Whenever the string "TypeError" turns up in a line below, that line should be copied.

··· Supplied data

PR #1904, opened 2018-11-30
Bump parser to 2.5.3 for Ruby 2.3.8, 2.4.5 and 2.5.3 support

rene-demonsters:
Parser has added support for Ruby 2.3.7, Ruby 2.4.5 and Ruby 2.5.3. Currently the version of Parser that's required by Opal support only up to Ruby 2.4.4, this should take care of that.

See: https://github.com/whitequark/parser/pull/528

Also do note that the latest Opal 0.11.4 still has `spec.add_dependency 'parser', '= 2.3.3.1'` even though the bump to a 2.5.x version was made 8 months ago, and 0.11.4 was released less than a month ago.

### DIFF
--- a/.travis.yml
+++ b/.travis.yml
@@ -63,12 +63,6 @@ matrix:
     - rvm: 2.3.7
       env: RUN=rspec
 
-    - rvm: 2.2.10
-      env: RUN=rspec TILT_VERSION=2.0.1 SPROCKETS_VERSION='~> 3.7'
-
-    - rvm: 2.1.10
-      env: RUN=rspec RACK_VERSION='< 2.0'
-
     - rvm: jruby-9.2.0.0
       env: RUN=rspec
 
--- a/Gemfile
+++ b/Gemfile
@@ -51,5 +51,5 @@ group :doc do
 end
 
 platforms :ruby, :mswin, :mswin64, :mingw, :x64_mingw do
-  gem 'c_lexer', '2.5.1.0.pre2' unless RUBY_ENGINE == 'truffleruby'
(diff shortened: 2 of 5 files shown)


iliabylich:
@rene-demonsters Done - https://rubygems.org/gems/c_lexer/versions/2.5.3.0.0. Could you bump it in the Gemfile please?

rene-demonsters:
@iliabylich I bumped it, but it fails to build native extensions, see: https://travis-ci.org/opal/opal/jobs/461790306

The new commit is just because I made a small mistake with bumping, forgot to add a .0 so it'll still fail on that once it gets to that point.

iliabylich:
2.1.1 is dead - https://www.ruby-lang.org/en/downloads/branches/ could you remove it from the build matrix please? I don't want to adapt c_lexer to dead version of ruby 😄 (same for 2.2.x btw)

rene-demonsters:
I've dropped both from the matrix. If you want 2.2 back I can add it back.

rene-demonsters:
Actually shouldn't I bump the other versions in Travis to the latest ones as well?

iliabylich:
well, we can do it, but I think that's not necessary atm. I can't remember any important changes in minor versions.

iliabylich:
> Parser only supports the last minor version of each ruby
Parser **parses** as the last minor version of Ruby would parse, but it supports all of them. So `parser/ruby25` follows parsing rules of the latest Ruby 2.5.x, but it works with pretty much any version of Ruby

iliabylich:
Feel free to send another PR that bumps Ruby versions in `.travis.yml`, generally speaking that's not necessary right now. Thanks a lot!

PR #1941, opened 2019-02-11
gmt_offset (alias utc_offset) should return 0 if the date is utc

### LINKED ISSUE #1940: Time.utc should set utc_offset to 0
#### Given

Using a UTC+1 locale:
```rb
source_date_epoch = Time.at 1549743934
p source_date_epoch.utc_offset()
p source_date_epoch.utc().utc_offset()
```
#### MRI

```
3600
0
```

#### Opal

```
3600
3600
```

Mogztter:
resolves #1940

### DIFF
--- a/opal/corelib/time.rb
+++ b/opal/corelib/time.rb
@@ -427,7 +427,7 @@ class Time < `Date`
   end
 
   def gmt_offset
-    `-self.getTimezoneOffset() * 60`
+    `self.is_utc ? 0 : -self.getTimezoneOffset() * 60`
   end
 
   def strftime(format)
--- a/spec/opal/core/time_spec.rb
+++ b/spec/opal/core/time_spec.rb
@@ -59,4 +59,10 @@ describe Time do
       end
     end
   end
+
+  describe '#utc_offset' do
+    context 'returns 0 if the date is UTC' do
+      Time.new.utc.utc_offset.should == 0
+    end
+  end
 end


elia:
@Mogztter is there any rubyspec we can enable along with the fix?

Mogztter:
We could enable https://github.com/ruby/spec/blob/master/core/time/shared/gmt_offset.rb but I'm not sure `with_timezone` will work in Opal (and all tests will fail).
I've only fixed the offset when the date is UTC. When the date is not UTC and has a different timezone than the local date then `gmt_offset` is still wrong.

So I guess we could add our own spec, I believe an UTC date should return 0 as `utc_offset`.

We could also add a spec in https://github.com/ruby/spec/blob/master/core/time/shared/gmt_offset.rb to add:

```rb
Time.new.utc.send(@method).should == 0
```

elia:
> I've only fixed the offset when the date is UTC. When the date is not UTC and has a different timezone than the local date then `gmt_offset` is still wrong.

Have you seen [`getUTCHours`](https://developer.mozilla.org/en-US/docs/Web/JavaScript/Reference/Global_Objects/Date/getUTCHours)? looks like it does the right thing

> So I guess we could add our own spec

That's acceptable 👍 

> We could also add a spec…

That would begreat 👍👍👍

Mogztter:
> Have you seen [`getUTCHours`](https://developer.mozilla.org/en-US/docs/Web/JavaScript/Reference/Global_Objects/Date/getUTCHours)? looks like it does the right thing

Looks promising but it does not exactly what we want.

```js
var date1 = new Date('December 31, 1975, 23:15:30 GMT+11:00');
var date2 = new Date('December 31, 1975, 23:15:30 GMT-11:00');

console.log(date1.getUTCHours());
// expected output: 12

console.log(date2.getUTCHours());
// expected output: 10
```
In our case we want the UTC offset:
* `date1` UTC offset is equal to `+11`
* `date2` UTC offset is equal to  `-11`

We could do something like:

```js
console.log(date1.getHours() - date1.getUTCHours());
// expected output: 11

console.log(date2.getHours() - date2.getUTCHours());
// expected output: 13
```

But as you can see the second example is wrong because the offset is negative, but we don't know that... we could then check if the `getUTCDate` is the same as `getDate`, if not that would indicate that the date changed:


```js
console.log(date1.getHours() - date1.getUTCHours());
// expected output: 11

if (date2.getDate() !== date2.getUTCDate()) {
  console.log(-((24 - date2.getHours()) + date2.getUTCHours()));
  // expected output: -11
}
```

But we should also make sure that it works when the date decreased, for instance when the date is `December 31, 1975, 09:15:30 GMT+11:00`.
So it's not pretty but potentially not wrong :wink: 

Hopefully tests will save us all :laughing:

Mogztter:
It's not working because `getHours` is not the date hours but the local date hours. For instance I'm currently UTC+2:

```js
new Date('2012/04/10 10:10:30 +0300').getUTCHours()
// 7

new Date('2012/04/10 10:10:30 +0300').getHours()
// 9
```

I would expect `getHours` to return `10` but since I'm UTC+2, the local date hours is `10 + 2 - 3 = 9`.

Mogztter:
I've added a spec in Opal to make sure that an UTC date returns 0 as UTC offset: https://github.com/ruby/spec/pull/660

I think we should merge this quick fix and open a new issue to properly handle timezones.

PR #1944, opened 2019-02-21
Implement String#each_codepoint and String#codepoints

### LINKED ISSUE #1943: Implement String#each_codepoint
https://ruby-doc.org/core-2.5.3/String.html#method-i-each_codepoint
https://developer.mozilla.org/fr/docs/Web/JavaScript/Reference/Objets_globaux/String/codePointAt

Mogztter:
Probably a naive implementation but I was able to enable quite a few specs :wink:  

Resolves #1943

//cc @mojavelinux

### DIFF
--- a/opal/corelib/string/encoding.rb
+++ b/opal/corelib/string/encoding.rb
@@ -181,6 +181,23 @@ class String
     self
   end
 
+  def each_codepoint(&block)
+    return enum_for :each_codepoint unless block_given?
+    %x{
+      for (var i = 0, length = self.length; i < length; i++) {
+        var code = self.codePointAt(i);
+        #{yield `code`};
+      }
+    }
+    self
+  end
+
+  def codepoints(&block)
+    # If a block is given, which is a deprecated form, works the same as each_codepoint.
+    return each_codepoint(&block) if block_given?
+    each_codepoint.to_a
+  end
+
   def encode(encoding)
     dup.force_encoding(encoding)
   end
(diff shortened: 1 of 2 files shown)


opal/corelib/string/encoding.rb
```diff
@@ -181,6 +181,23 @@ def each_byte(&block)
     self
   end
 
+  def each_codepoint(&block)
+    return enum_for :each_codepoint unless block_given?
+    %x{
+      for (var i = 0, length = self.length; i < length; i++) {
+        var code = self.codePointAt(i);
```
mojavelinux: The local variable assignment isn't necessary here.

Mogztter: you mean we should `yield` the result of `codePointAt` ?

```
#{yield `self.codePointAt(i)`}
```

mojavelinux: Exactly.

elia:
I accidentally merged this one from an iOS  application that made it all too easy 😅. I’ll leave it merged, the outstanding change was a small one and I can fix it directly on master 👍

Thanks for the steady flow of PRs and fixes @mogztter!! 💪🙏

Mogztter:
> I accidentally merged this one from an iOS  application that made it all too easy sweat_smile. 

:ship: :ship: :ship: 

> Thanks for the steady flow of PRs and fixes @Mogztter!! 

You're welcome :hugs: 

> I’ll leave it merged, the outstanding change was a small one and I can fix it directly on master

I'll take care of it :wink:

PR #1949, opened 2019-03-06
Opal runtime is strict

Mogztter:
#### Tasks

- [x] `Uncaught TypeError: Cannot assign to read only property 'length' of function 'function() ...`
- [ ] `Uncaught SyntaxError: Duplicate parameter name not allowed in this context`
The following code is not strict-compliant:

```js
function hello(_, _) {
  console.log('hello')
}
```
Exception thrown by `spec/ruby/language/fixtures/super.rb` when the module `ZSuperWithUnderscores` defines the following methods:

```rb
def m(_, _)
  super
end

def m_modified(_, _)
  _ = 14
  super
end
```

I don't know exactly what the code is supposed to do... does it make sense in Ruby to do something like this ?
We could fix this issue by making sure that the generated code does not contain two or more parameters with the same name (ie. for instance by adding a counter to the parameter name).

EDIT: in `m_modified`, the value 14 will be assigned to the first parameter. So the code is equivalent to:

```rb
def m_modified(_1, _2)
  _1 = 14
  super
end
```
EDIT2: the current implementation is not working :disappointed: 

* [ ] `undefined : Cannot create property 'encoding' on string ')'`
* [ ] `TypeError: Cannot create property '$$meta' on string 'abc'`
```
$defineProperty
Object.Opal.build_object_singleton_class
```

### DIFF
--- a/lib/opal/cli_runners/chrome.js
+++ b/lib/opal/cli_runners/chrome.js
@@ -91,7 +91,7 @@ CDP(options, function(client) {
     Runtime.exceptionThrown(function(exception) {
       var exceptionDetails = exception.exceptionDetails,
           properties = exceptionDetails.exception.preview.properties,
-          stackTrace = exceptionDetails.stackTrace.callFrames,
+          stackTrace = exceptionDetails.stackTrace ? exceptionDetails.stackTrace.callFrames : [],
           name, message, trace = [], i;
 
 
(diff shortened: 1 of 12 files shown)


Mogztter:
The main challenge is probably to find a way to define properties on string primitive. Technically creating a new String object and using `Object.defineProperty` is working but:

- `$defineProperty` in `runtime.js` is expected to add a property on the instance passed as argument
- Performance wise it's likely a bad idea

Mogztter:
Superseded by #1952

······

Written answer:
- [x] `Uncaught TypeError: Cannot assign to read only property 'length' of function 'function() ...`
* [ ] `TypeError: Cannot create property '$$meta' on string 'abc'`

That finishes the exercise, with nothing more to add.